PR #11074, opened 2021-12-07
rec: postresolve ffi

omoerbeek:
### Short description

Initial stab at providing an ffi interface for postresolve.

Although I think this is already useful, this PR is mainly to solicit feedback.
The API likely need some extra tweaks and methods.

Many simple cases can be handled by `pdns_postresolve_ffi_handle_set_appliedpolicy_kind()` (custom is not available for that case, since it is really RPZ oriented)
It is also possible to modify existing records (content only), remove all records and add records.
Current methods:
```
  typedef struct pdns_postresolve_ffi_handle pdns_postresolve_ffi_handle_t;

  const char* pdns_postresolve_ffi_handle_get_qname(pdns_postresolve_ffi_handle_t* ref) __attribute__((visibility("default")));
  void pdns_postresolve_ffi_handle_get_qname_raw(pdns_postresolve_ffi_handle_t* ref, const char** qname, size_t* qnameSize) __attribute__((visibility("default")));
  uint16_t pdns_postresolve_ffi_handle_get_qtype(const pdns_postresolve_ffi_handle_t* ref) __attribute__((visibility("default")));
  uint16_t pdns_postresolve_ffi_handle_get_rcode(const pdns_postresolve_ffi_handle_t* ref) __attribute__((visibility("default")));
  void pdns_postresolve_ffi_handle_set_rcode(const pdns_postresolve_ffi_handle_t* ref, uint16_t rcode) __attribute__((visibility("default")));
  pdns_policy_kind_t pdns_postresolve_ffi_handle_get_appliedpolicy_kind(const pdns_postresolve_ffi_handle_t* ref) __attribute__((visibility("default")));
  void pdns_postresolve_ffi_handle_set_appliedpolicy_kind(pdns_postresolve_ffi_handle_t* ref, pdns_policy_kind_t kind) __attribute__((visibility("default")));
  bool pdns_postresolve_ffi_handle_get_record(pdns_postresolve_ffi_handle_t* ref, unsigned int i, pdns_ffi_record_t* record, bool raw) __attribute__((visibility("default")));
  bool pdns_postresolve_ffi_handle_set_record(pdns_postresolve_ffi_handle_t* ref, unsigned int i, const char* content, size_t contentLen, bool raw) __attribute__((visibility("default")));
  void pdns_postresolve_ffi_handle_clear_records(pdns_postresolve_ffi_handle_t* ref) __attribute__((visibility("default")));
  bool pdns_postresolve_ffi_handle_add_record(pdns_postresolve_ffi_handle_t* ref, const char* name, uint16_t type, uint32_t ttl, const char* content, size_t contentLen, pdns_record_place_t place, bool raw) __attribute__((visibility("default")));
  const char* pdns_postresolve_ffi_handle_get_authip(pdns_postresolve_ffi_handle_t* ref) __attribute__((visibility("default")));
  void pdns_postresolve_ffi_handle_get_authip_raw(pdns_postresolve_ffi_handle_t* ref, const void** addr, size_t* addrSize) __attribute__((visibility("default")));
```

Refer to the regression test for some example use.

### Checklist

I have:
- [X] compiled this code
- [X] tested this code
- [X] documented the code

### DIFF
--- a/pdns/lua-recursor4-ffi.hh
+++ b/pdns/lua-recursor4-ffi.hh
@@ -59,6 +59,7 @@ extern "C"
   typedef struct pdns_ffi_record
   {
     const char* name;
+    size_t name_len;
     const char* content;
     size_t content_len;
     uint32_t ttl;
@@ -114,8 +115,10 @@ extern "C"
   typedef struct pdns_postresolve_ffi_handle pdns_postresolve_ffi_handle_t;
 
   const char* pdns_postresolve_ffi_handle_get_qname(pdns_postresolve_ffi_handle_t* ref) __attribute__((visibility("default")));
+  void pdns_postresolve_ffi_handle_get_qname_raw(pdns_postresolve_ffi_handle_t* ref, const char** qname, size_t* qnameSize) __attribute__((visibility("default")));
   uint16_t pdns_postresolve_ffi_handle_get_qtype(const pdns_postresolve_ffi_handle_t* ref) __attribute__((visibility("default")));
   uint16_t pdns_postresolve_ffi_handle_get_rcode(const pdns_postresolve_ffi_handle_t* ref) __attribute__((visibility("default")));
+  void pdns_postresolve_ffi_handle_set_rcode(const pdns_postresolve_ffi_handle_t* ref, uint16_t rcode) __attribute__((visibility("default")));
   pdns_policy_kind_t pdns_postresolve_ffi_handle_get_appliedpolicy_kind(const pdns_postresolve_ffi_handle_t* ref) __attribute__((visibility("default")));
   void pdns_postresolve_ffi_handle_set_appliedpolicy_kind(pdns_postresolve_ffi_handle_t* ref, pdns_policy_kind_t kind) __attribute__((visibility("default")));
   bool pdns_postresolve_ffi_handle_get_record(pdns_postresolve_ffi_handle_t* ref, unsigned int i, pdns_ffi_record_t* record, bool raw) __attribute__((visibility("default")));
@@ -125,3 +128,5 @@ extern "C"
   const char* pdns_postresolve_ffi_handle_get_authip(pdns_postresolve_ffi_handle_t* ref) __attribute__((visibility("default")));
   void pdns_postresolve_ffi_handle_get_authip_raw(pdns_postresolve_ffi_handle_t* ref, const void** addr, size_t* addrSize) __attribute__((visibility("default")));
 }
+
+#undef PDNS_VISIBILITY
--- a/pdns/lua-recursor4-ffi.hh
+++ b/pdns/lua-recursor4-ffi.hh
@@ -128,5 +128,3 @@ extern "C"
   const char* pdns_postresolve_ffi_handle_get_authip(pdns_postresolve_ffi_handle_t* ref) __attribute__((visibility("default")));
   void pdns_postresolve_ffi_handle_get_authip_raw(pdns_postresolve_ffi_handle_t* ref, const void** addr, size_t* addrSize) __attribute__((visibility("default")));
 }
-
-#undef PDNS_VISIBILITY
--- a/pdns/lua-recursor4-ffi.hh
+++ b/pdns/lua-recursor4-ffi.hh
@@ -56,7 +56,8 @@ extern "C"
     pdns_policy_kind_custom = 5
   } pdns_policy_kind_t;
 
-  typedef struct pdns_ffi_record {
+  typedef struct pdns_ffi_record
+  {
     const char* name;
     const char* content;
     size_t content_len;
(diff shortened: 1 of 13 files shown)


pdns/lua-recursor4.hh
```diff
@@ -58,6 +58,21 @@ struct LuaContext::Pusher<pdns_ffi_param*>
   }
 };
 
+// pdns_postresolve_ffi_param_t is a lightuserdata
```
rgacogne, line 61:
```suggestion
// pdns_postresolve_ffi_handle is a lightuserdata
```

rgacogne (commented):
Looks good at a quick glance. I'm a bit surprised by the "from auth IP" change, what is the use-case?

omoerbeek:
> Looks good at a quick glance. I'm a bit surprised by the "from auth IP" change, what is the use-case

When I discussed this with @neilcook and @wojas it came up that reaction on the IP (and maybe later name) of the NS tha provided the answer would be useful. Compare it to the "NSIP" trigger (.rpz-nsip) from RPZs. This one does not take into account intermediate nameservers used in resolving, but only the name server that provides the final answer. We do have this info in the case, so it was relatively easy to add.

pdns/lua-recursor4.cc
```diff
@@ -1033,3 +1034,150 @@ void pdns_ffi_param_add_meta_single_int64_kv(pdns_ffi_param_t* ref, const char*
...
+
+    auto ret = d_postresolve_ffi(&handle);
+    return ret;
+  }
+  return false;
+}
+
+const char* pdns_postresolve_ffi_handle_get_qname(pdns_postresolve_ffi_handle_t* ref)
+{
+  auto str = ref->insert(ref->handle.d_dq.qname.toStringNoDot());
```
wojas, line 1069: The `toStringNoDot()` call used to be expensive, not sure if it was optimized since. The gettag_ffi API also has a raw API that returns the string in DNS wire format.

But we can keep it as is, as I don't think we will actually use this function?

Would a raw version even make sense in a response where I suppose label compression could be used?

pdns/lua-recursor4.cc
```diff
@@ -1033,3 +1034,150 @@ void pdns_ffi_param_add_meta_single_int64_kv(pdns_ffi_param_t* ref, const char*
...
+}
+
+bool pdns_postresolve_ffi_handle_get_record(pdns_postresolve_ffi_handle_t* ref, unsigned int i, pdns_ffi_record_t* record, bool raw)
+{
+  if (i >= ref->handle.d_dq.currentRecords->size()) {
+    return false;
+  }
+  try {
+    DNSRecord& r = ref->handle.d_dq.currentRecords->at(i);
+    record->name = ref->insert(r.d_name.toStringNoDot())->c_str();
```
wojas, line 1100: See other comment. This is a field that we would never need when checking response IPs.

pdns/lua-recursor4.cc
```diff
@@ -1033,3 +1034,150 @@ void pdns_ffi_param_add_meta_single_int64_kv(pdns_ffi_param_t* ref, const char*
...
+    if (raw) {
+      auto content = ref->insert(r.d_content->serialize(r.d_name, true));
```
wojas, line 1102: Out of curiosity: why is `d_name` needed here?

pdns/lua-recursor4-ffi.hh
```diff
@@ -89,4 +110,18 @@ extern "C"
   void pdns_ffi_param_set_padding_disabled(pdns_ffi_param_t* ref, bool disabled) __attribute__((visibility("default")));
   void pdns_ffi_param_add_meta_single_string_kv(pdns_ffi_param_t* ref, const char* key, const char* val) __attribute__((visibility("default")));
   void pdns_ffi_param_add_meta_single_int64_kv(pdns_ffi_param_t* ref, const char* key, int64_t val) __attribute__((visibility("default")));
+
+  typedef struct pdns_postresolve_ffi_handle pdns_postresolve_ffi_handle_t;
+
+  const char* pdns_postresolve_ffi_handle_get_qname(pdns_postresolve_ffi_handle_t* ref) __attribute__((visibility("default")));
+  uint16_t pdns_postresolve_ffi_handle_get_qtype(const pdns_postresolve_ffi_handle_t* ref) __attribute__((visibility("default")));
+  uint16_t pdns_postresolve_ffi_handle_get_rcode(const pdns_postresolve_ffi_handle_t* ref) __attribute__((visibility("default")));
```
wojas, line 118: A `set_rcode` function would be useful too.

pdns/lua-recursor4.cc
omoerbeek: `ref->handle.d_dq.qname` is the original qname from the query, so we have the full raw name available.

pdns/lua-recursor4-ffi.hh
omoerbeek: Likely setting the policy kind is what you want in many cases. But if you are going to build an answer by hand, you would need to set the rcode, yes.

pdns/lua-recursor4.cc
omoerbeek: `serialize()` builds a complete record. I only want the content part. But at the moment of writing I could not find the proper API for that. This is certainly something that should be revisited.

pdns/lua-recursor4.cc
omoerbeek: We likely could provide  the raw name by default, and have a separate method to get the human readable form.

pdns/lua-recursor4.cc
rgacogne: I think we always have the full name available at this point anyway, since we are using `DNSName` objects and not some view into a DNS packet?

omoerbeek:
> Does that work fine when passed in Lua FFI definition? https://luajit.org/ext_ffi_api.html states that preprocessing is not done so I never dared.

What I have seen in existing Lua code: the visibilityb attribute is stripped off in cdef sections.

II see now that dnsdist has a more luxurious interface  that already includes everything needed when setting up Lua. Some day the recursor might do the same, so Ill revert the commit.

pdns/lua-recursor4.cc
omoerbeek: I checked things but the `DNSPacketWriter` code currently needs the existing context setup in `DNSRecordContent::serialize`to work properly. One day we should make it easier to just get the content, i.e. make a version of `DNSRecordContent::serialize()` that does as little as possible for this use case.

pdns/lua-recursor4.cc
wojas: I think that would make sense. I suppose providing the raw name would be almost free?

omoerbeek: > I think that would make sense. I suppose providing the raw name would be almost free?

Indeed, sonce we anot creating a tremp code there's also no need to store the string into the string pool. 

I changed the code to always return a name_len and fill a raw name or a human readable name depending on the raw flag, so both name and content are now either raw or human readable.

wojas: Can the raw name have back references in this context? If so, the raw value may not be useful without a separate function to convert them.

wojas: And if we are going that way, we could also just omit the name and have a separate function to fetch the name with an index parameter.

omoerbeek: No back refs here, we're dealing with objects at this stage. The recursor will create the answer packet later.

pdns/lua-recursor4-ffi.hh
wojas: We are currently not using those fields, but we could if they are useful. It would still be useful to be able to set any rcode we want, just as we have the ability to modify the rrsets anyway we want.

omoerbeek: Latest version has `pdns_postresolve_ffi_handle_set_rcode`

omoerbeek:
@wojas do you think this is good to be merged? After it is merged you cam start using it on master builds, and based on your feedback we can improve & extend.

wojas (approved):
Yes, LGTM!

rgacogne (approved):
----------
Word for word, restate the entries from the first line to the line that has "The API likely", both included, and nothing else.

FINISHED TASK:
PR #11074, opened 2021-12-07
rec: postresolve ffi

omoerbeek:
### Short description

Initial stab at providing an ffi interface for postresolve.

Although I think this is already useful, this PR is mainly to solicit feedback.
The API likely need some extra tweaks and methods.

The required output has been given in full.